----- Task material -----

PR #332, opened 2025-05-29
Reduce runtime of sim_gs_n() examples

jdblischak:
From `R CMD check` on the latest commit https://github.com/Merck/simtrial/commit/99f1aedc3a4a3bacbc2cdb836d42d113833d1946 running on [Ubuntu with R-devel](https://github.com/Merck/simtrial/actions/runs/15328054977/job/43127527403#step:6:116):

```
* checking examples ... [34s/36s] OK
Examples with CPU (user + system) or elapsed time > 5s
           user system elapsed
sim_gs_n 15.684  0.388  17.764
* checking examples with --run-donttest ... [37s/41s] OK
```

To reduce the runtime, I used wrapped most of the tests in `\donttest{}` (which is what we previously did for `sim_fixed_n()` in https://github.com/Merck/simtrial/pull/177).

### DIFF
--- a/R/sim_gs_n.R
+++ b/R/sim_gs_n.R
@@ -137,6 +137,7 @@
 #'   weight = fh(rho = 0, gamma = 0)
 #' )
 #'
+#' \donttest{
 #' # Example 2: weighted logrank test by FH(0, 0.5) at all 3 analyses
 #' sim_gs_n(
 #'   n_sim = 3,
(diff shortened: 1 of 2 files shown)


jdblischak:
Note I had also tried reducing `n_sim` from 3 to 1 so that more code would be run during the package check, but this wasn't sufficient to reduce the runtime of the examples.

LittleBeannie (approved):
Thanks, @jdblischak !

-----

### Work order
Among the lines above, which hold the word "elapsed"? Report each one.

### Response for this exercise
Examples with CPU (user + system) or elapsed time > 5s
           user system elapsed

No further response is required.